American businessman

William Wallace Cargill (December 15, 1844 - October 17, 1909) was an American businessman. In 1865, he founded Cargill, which by 2008 was the largest privately held corporation in the United States in terms of revenue, employing over 150,000 people in 68 countries.

==Early life==
William Wallace Cargill was born on December 15, 1844, in Port Jefferson, New York. He was the third of seven children of Scottish sea captain William Dick Cargill, who had emigrated to New York in the late 1830s. His mother, Edna Davis, was a native of New York. In 1856, Cargill's parents relocated to Janesville, Wisconsin, to pursue an agricultural life.

==Career==
In 1865, William W. Cargill started a small grain-storage business in Conover, Iowa, which eventually grew to become Cargill, Incorporated.
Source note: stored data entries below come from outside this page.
PR #257, opened 2026-04-16
feat: add temporal properties to FILE_CHANGES_WITH edges and File nodes

Kagin007:
- Fix search_graph (Mode A): emit_search_results now calls enrich_node_properties so node properties_json is included in results. Uses a collected-docs pattern to correctly handle yyjson zero-copy string lifetime.

- Fix query_graph bare edge return (Mode B): binding_get_virtual now returns e->properties_json instead of "" when prop is NULL, so `RETURN r` on an edge exposes the full properties object.

- Add last_co_change to FILE_CHANGES_WITH edges: commit_t and cbm_commit_files_t gain a timestamp field; cbm_compute_change_coupling maintains a parallel pair_timestamps hash table tracking the max commit timestamp per pair; cbm_change_coupling_t gains last_co_change; the edge props JSON now includes "last_co_change":<unix-epoch>. Both libgit2 and popen code paths updated consistently.

- Add last_modified and change_count to File nodes: new cbm_file_temporal_t struct and MAX_FILE_TEMPORAL=16384 constant; cbm_githistory_result_t extended with file_temporal array; cbm_pipeline_githistory_compute builds per-file change_count + last_modified via a hash table pass; cbm_pipeline_githistory_apply upserts File nodes with temporal props (re-derives extension to preserve it). Both pipeline entry points (pass_githistory and run_githistory) free file_temporal and trigger apply when file_temporal_count > 0.

- Update test_pipeline.c initializers for new cbm_commit_files_t.timestamp field (zero-initialized, backward-compatible behavior).

### DIFF
--- a/src/cypher/cypher.c
+++ b/src/cypher/cypher.c
@@ -2118,7 +2118,7 @@ static const char *binding_get_virtual(binding_t *b, const char *var, const char
     /* Fall through to normal lookup */
     cbm_edge_t *e = binding_get_edge(b, var);
     if (e) {
-        return prop ? edge_prop(e, prop) : "";
+        return prop ? edge_prop(e, prop) : (e->properties_json ? e->properties_json : "{}");
     }
     cbm_node_t *n = binding_get(b, var);
     if (n) {
--- a/src/mcp/mcp.c
+++ b/src/mcp/mcp.c
@@ -1260,10 +1260,19 @@ static char *bm25_search(cbm_store_t *store, const char *project, const char *qu
     return json;
 }
 
-/* Emit the cbm_store_search results as a JSON "results" array on the doc. */
+/* Forward declaration — defined later in this file. */
+static yyjson_doc *enrich_node_properties(yyjson_mut_doc *doc, yyjson_mut_val *obj,
+                                          const char *properties_json);
+
+/* Emit the cbm_store_search results as a JSON "results" array on the doc.
+ * Populates *out_pdocs with parsed property docs that must be freed by the
+ * caller AFTER serializing doc (zero-copy strings point into these docs). */
 static void emit_search_results(yyjson_mut_doc *doc, yyjson_mut_val *root,
                                 const cbm_search_output_t *out, cbm_store_t *store,
-                                const char *relationship, bool include_connected, int offset) {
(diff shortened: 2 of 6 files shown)


DeusData:
Landed as 4e80d2f on main with you as the commit author. Distilled the three changes from this PR into a single squashed commit and added the missing piece: explicit regression coverage for each behavior change.

What's in the merged version:

- **Mode A (search_graph node properties):** kept your collected-pdocs lifecycle for the yyjson zero-copy strings; both exit paths in `handle_search_graph` (success and `sq_type_error`) free the parked docs after `yy_doc_to_str` runs.
- **Mode B (Cypher bare edge return):** `binding_get_virtual` returns `e->properties_json` or `"{}"` instead of `""` when prop is NULL.
- **Temporal data:** `last_co_change` on FILE_CHANGES_WITH edges plus `change_count` / `last_modified` on File nodes. Both git-log paths (libgit2 and popen with `--pretty=format:COMMIT:%H:%ct`) populate the timestamp; the parallel `pair_timestamps` hash table tracks the max per pair. `cbm_pipeline_githistory_apply` now upserts the temporal props onto File nodes so hotspot/recency queries work without a separate pass.

Two changes to your version:
1. The timestamp fields are typed as `long long` rather than `time_t` so the on-disk JSON shape stays consistent across 32-/64-bit time_t platforms.
2. The extension stored on the File node properties is run through `cbm_json_escape` before `snprintf`. Practical risk was tiny — real extensions never contain quotes or backslashes — but a hypothetical `foo.bar\"baz` would have produced malformed JSON, and the escape is cheap.

Tests added (one per behavior change):
- `githistory_coupling_carries_last_co_change` — pins last_co_change as the max of per-pair commit timestamps with an unrelated pair interleaved in input order
- `cypher_bare_edge_return_exposes_properties_json` — `RETURN r` on an HTTP_CALLS edge must surface url_path in the response (was empty string before)
- `tool_search_graph_includes_node_properties` — search_graph response must contain signature/return_type/is_exported keys for a node whose properties_json carries them

Full suite: 2840 passed, 0 failed under ASan + UBSan. Closing in favor of the cherry-picked commit.

PR #262, opened 2026-04-16
fix(mcp): correct project metadata and snippet paths

himanshuranjann:


DeusData:
Thanks for the work, @himanshuranjann, but I can't take this PR upstream as-is and after looking through the diff carefully I don't think the right move is for me to cherry-pick pieces of it either.

The PR is +10,530 / −18 across 41 files, but the changes that map to the title (`fix(mcp): correct project metadata and snippet paths`) are about ~150 lines in `src/mcp/mcp.c` and `tests/test_mcp.c`. The remaining ~10,300 lines are GoHighLevel-internal infrastructure that shouldn't live in the upstream repo:

- `ghl/cmd/server` (1,289 lines) and supporting Go packages (`ghl/internal/auth`, `bridge`, `cachepersist`, `discovery`, `indexer`, `manifest`, `mcp`, `webhook`) — a complete fleet-orchestration server tied to your operational environment
- `Dockerfile.ghl`, `cloudbuild.ghl.yaml`, `.gcloudignore` — your build / deploy infrastructure
- `deployments/ghl/helm/*` — your GKE Helm chart
- `REPOS.yaml` (2,897 lines) and `REPOS.local.yaml` listing 480 internal GoHighLevel repositories grouped by team — that's an org-structure document that almost certainly shouldn't end up in a public repo, and even if you're comfortable with it being public it doesn't belong here
- `docs/CBM_VS_PROJECT_ORION_COMPARISON.md` — internal comparison doc
- 21 commits including merges from `feature/cbm-mcp-scale` into `feature/uptrace-codebase-memory-intg` — the branching is set up for your fork's lifecycle, not an upstream PR

The MCP-side changes do contain three real ideas:

1. Consolidating the duplicated `.db` filter into `is_project_db_file` as the single source of truth.
2. Reading the canonical project name from the indexed DB via `cbm_store_list_projects` rather than relying on the filename slug.
3. Letting `resolve_snippet_source` accept absolute file paths (the existing realpath containment check still applies).

But each of them ships with a fleet-specific bias I'd want to revisit:

- The refactor also drops the `tmp-` prefix exclusion (and adds a test that depends on it being gone). That exclusion exists upstream to hide partially-written reindex DBs from `list_projects`; surfacing them as legitimate projects is a regression for non-fleet users.
- `handle_index_repository` gains a checkpoint + force-close + clear-current-project at the end. The justification in the commit body is explicitly "so the fleet layer can snapshot the artifact", which doesn't apply to upstream MCP usage and silently changes the long-lived-store contract.
- The `cbm_path_is_absolute` helper has an operator-precedence pattern (`a || b || c && d`) that compiles correctly under C precedence rules but is exactly the kind of expression `-Wlogical-op-parentheses` and reviewers will flag.

If you want the project-metadata fix and the absolute-snippet-path fix in upstream, please open a focused PR scoped to those two specific changes — just `src/mcp/mcp.c` and `tests/test_mcp.c`, no `ghl/`, no `REPOS.yaml`, no Helm chart — and I'll review and merge that promptly. Closing this one as not-mergeable rather than letting it sit open.

PR #264, opened 2026-04-17
Update agents badge count from 10 to 11

jsyrjala:
There are now 11 supported agents.


jsyrjala:
The badge was updated in another PR.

In 1867, he was joined by two of his younger brothers, Sam and Sylvester, in Lime Springs, Iowa, where Cargill built a grain flat house and opened a lumberyard. In 1875, another younger brother, James F. Cargill, joined the company.

==Personal life==
Cargill married Ellen Theresa "Ella" Stowell on October 1, 1868. They had four children together:
- William Samuel "Will" Cargill, whose wife was Mary MacMillan Cargill
- Edna Clara Cargill (1871-1963), who married John H. MacMillan Sr. (1869-1940)
- Emma Cargill, who married Fred M. Hanchette
- Austen Cargill, whose wife was Anne Ray Cargill

==Later life and death==
In 1904, Cargill suffered from a stroke, which prompted his retirement from most day-to-day work in the company. In October 1909, Cargill became ill during a trip to Montana. He returned home and was treated, but died of pneumonia on October 17, 1909.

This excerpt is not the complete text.